Blogging and Diary of a Young Writer
I write a monthly blog post for Outlet Publishing’s Diary of a Young Writer. They were mostly reflective, with two advice pieces on essay writing and essay reading. I looked back on some memories from my time in university, such as #earlymodernmadlibs, a fun experiment I did with some of my classmates as part of our studies in 3rd year and one of my final essays on the concept of Labour of Love. I reflected on the long-term writing projects that were integral to my writing over the past decade and why I decided to let them go. You can read it here. The last blog post I had published there was about toxic positivity in the pandemic, a topic I feel strongly about. In 2020, I tended to overshare about my ‘failures’ in the blog as a statement against this, but I do intend to continue in being open with my audience when things don’t quite work out.
In the summer, I started creating my own graphics and thumbnails for each blog post and although they're not perfect, I'm proud of them for what they are.
I also wrote a piece about my dissertation proposal process, which should be published in Diary of a Young Writer this month. Keep an eye on mine and theirs social media if you’re interested in reading it!
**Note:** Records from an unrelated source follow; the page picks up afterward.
PR #6819, opened 2024-08-07
replace gokitlog in the resource reconciler

perebaj:
## Description

The `ResourceReconciler` structure is used across all operators. I duplicated the logger and replace their names to a meaningful one (`goKitLogger`), like i'm doing the in the past PRs.

But in the end, this PR just aim to change the log library in the following file: `pgk/operator/resource_reconciler.go`

## Type of change

## Verification

## Changelog entry

```release-note

```

### DIFF
--- a/pkg/operator/resource_reconciler.go
+++ b/pkg/operator/resource_reconciler.go
@@ -17,12 +17,11 @@ package operator
 import (
 	"context"
 	"fmt"
+	"log/slog"
 	"reflect"
 	"strings"
 	"time"
 
-	"github.com/go-kit/log"
-	"github.com/go-kit/log/level"
 	"github.com/prometheus/client_golang/prometheus"
 	"golang.org/x/sync/errgroup"
 	appsv1 "k8s.io/api/apps/v1"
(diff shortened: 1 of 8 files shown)


pkg/operator/resource_reconciler.go
```diff
@@ -65,7 +64,7 @@ type ReconcilerMetrics interface {
 // ResourceReconciler will trigger object and status reconciliations based on
 // the events received from the informer.
 type ResourceReconciler struct {
-	logger log.Logger
+	logger *slog.Logger
```
ArthurSens, line 67: Any special reason to change this to a pointer?

ArthurSens (commented):
Just one question

ArthurSens:
We need to be careful with this one because it definitely conflicts with #6787

pkg/operator/resource_reconciler.go
perebaj: or maybe you confused *slog.Logger with *log.Logger?

perebaj:
> We need to be careful with this one because it definitely conflicts with #6787

Yep, let's merge the other one first, then I fix the conflicts afterward

ArthurSens (approved):
Actually I think that one is a bit further from being merged, let's merge this one and @haanhvu can easily solve the conflicts on her PR :)

perebaj:
> Actually I think that one is a bit further from being merged, let's merge this one and @haanhvu can easily solve the conflicts on her PR :)

Nice!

Going forward in 2022, I’ll be working on some longer-term projects like my short story and poetry collections. I’ve made steady progress with these since I finished my assignments, and it’s exciting to see them forming. Gayle and I will keep Words and Music going, however whether we’re on Zoom or back in the wild is out with our control. It’s been something that’s kept me in the world during these trying times for sure. I was hoping to reach the 100-submission mark by the end of this year, but that’s ended up not happening. I should be able to reach that by the end of 2022 even at a slower pace. However, many rejections I receive is also out with my control, so we’ll see what happens. Alessandro and I are going to try and keep the Starter Quest podcast going, regardless of how many followers we have. As long as we’re having fun with it, it’ll be a project I’ll be excited to work on.
In 2022, I should be more stable for me and I can make good progress on my larger projects. Thank you so much for being part of my audience and I hope to see you in 2023!